One volunteer, a division chief with the Gilroy Fire Department, observed that the city’s bridges and overpasses have become the go-to location for the homeless when emergency shelters fill up.
“These are the places they hang and this is where they get whatever privacy they can,” said Colin Martin, as he pulled debris from the footbridge at IOOF Avenue not far from Rebekah Children’s Services.
Graffiti, some of it obscene and anti-law enforcement, covered the underbelly of the footbridge. “We have the only armory in the county that is open right now and that tends to draw people down here,” he said.
In the weeks prior to Saturday’s cleanup, Gilroy police informed the homeless along Miller Slough they would need to move and advised them to keep important belongings with them.
Garcia said he distributed garbage bags to the homeless separately and let them know his intention is to simply keep the waterways clean for everyone.
“You’ve got to have tolerance, compassion and love in your heart when you’re dealing with these folks,” he added. “I tried to get them prepared to start the exodus out of the waterways and that doesn’t mean going from one section of creek to another; it means start looking for an alternative location outside of the waterways because that impacts everybody’s water quality.”
Every bit of debris drudged from the waterway could have been damaging if not removed, according to Garcia. Miller Slough connects to Llagas Creek, which flows to the Pajaro River and ultimately the Pacific Ocean.
“That’s why it’s important to get all the toxins and pollutants out, because all this has an impact on the watershed ecosystems and eventually all the wildlife in the protected Monterey Bay sanctuary,” Garcia said.

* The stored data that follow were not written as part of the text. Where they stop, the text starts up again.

PR #689, opened 2024-10-10
feat: added overflow tags to EDSL and prettyEDSL, and re-generated the test cases

lfrenot:


SSA/Projects/InstCombine/LLVM/EDSL.lean
```diff
@@ -101,11 +101,23 @@ def mkExpr (Γ : Ctxt (MetaLLVM φ).Ty) (opStx : MLIR.AST.Op φ) :
...
+          let attr? := opStx.attrs.getAttr "overflowFlags"
+          match attr? with
+            | .none =>  pure <| Sum.inl (MOp.BinaryOp.shl)
+            | .some y => match y with
+              | .opaque_ "llvm.overflow" "nsw" => pure <| Sum.inl (MOp.BinaryOp.shl ⟨true, false⟩)
+              | .opaque_ "llvm.overflow" "nuw" => pure <| Sum.inl (MOp.BinaryOp.shl ⟨false, true⟩)
+              | .list [.opaque_ "llvm.overflow" "nuw", .opaque_ "llvm.overflow" "nsw"] => pure <| Sum.inl (MOp.BinaryOp.shl ⟨true, true⟩)
+              | .list [.opaque_ "llvm.overflow" "nsw", .opaque_ "llvm.overflow" "nuw"] => pure <| Sum.inl (MOp.BinaryOp.shl ⟨true, true⟩)
+              | .opaque_ "llvm.overflow" s => throw <| .generic s!"The overflow flag {s} not allowed. We currently support nsw (no signed wrap) and nuw (no unsigned wrap)"
+              | _ => throw <| .generic s!"Unrecognised overflow flag found: {MLIR.AST.docAttrVal y}. We currently support nsw (no signed wrap) and nuw (no unsigned wrap)"
```
alexkeizer, line 120: Can we factor this out into a generic parseOverflowFlags function that we can reuse, instead of copying the same code for every instruction that uses these flags?

SSA/Projects/InstCombine/LLVM/PrettyEDSLOverflow.lean
```diff
@@ -0,0 +1,33 @@
+import SSA.Core.MLIRSyntax.PrettyEDSL
+import SSA.Projects.InstCombine.Tactic
+open Lean
+
+namespace MLIR.EDSL
+open Pretty
+
+
+declare_syntax_cat MLIR.Pretty.overflow_flag
```
alexkeizer: I think it could help to have a docstring near the top of the file, that explains what this file does.
Something like:
```
/-!
# Pretty syntax for overflow flags

This file defines the `MLIR.Pretty.overflow_op` syntax category which, just like `MLIR.Pretty.uniform_op`,
is a category of MLIR operations where the arguments and return values are all of the same type.
Additionally, `overflow_op`s may be annotated with overflow flags, like `nsw` or `nuw`, which get
translated to [insert description of the generic attributes here] in the generic syntax.
-/
```

You might want to wordsmith that suggestion a little bit

SSA/Projects/InstCombine/LLVM/PrettyEDSLOverflow.lean
```diff
@@ -0,0 +1,33 @@
...
+declare_syntax_cat MLIR.Pretty.overflow_op
```
alexkeizer, line 17: The overflow flags are LLVM specific, right? In that case, we should be putting these things in the `InstCombine` namespace, instead of the generic `MLIR.Pretty` namespace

Styrofoam products, for example, are deadly to a wide range of marine life because the synthetic material breaks apart in water. As the pieces of Styrofoam float atop the water, giving the appearance of food, marine life ingests the substance but cannot digest it and it ultimately causes the animal’s death, Garcia explained.
While some high school students initially signed up to complete required community service hours, one student at the Dr. TJ Owens Gilroy Early College Academy said he was grateful to have participated.
“This is obviously a huge problem and I’m glad I came out,” said Anooj Desai as he wrangled cardboard boxes from beneath the footbridge at IOOF Avenue.
“The effort of our volunteers to clean up the creek is citizen activism at its best,” Turner said.
In a separate effort next month, the City of Gilroy is seeking hundreds of volunteers for an annual cleanup of Uvas Creek beginning at Christmas Hill Park, scheduled to take place at 9 a.m. April 25.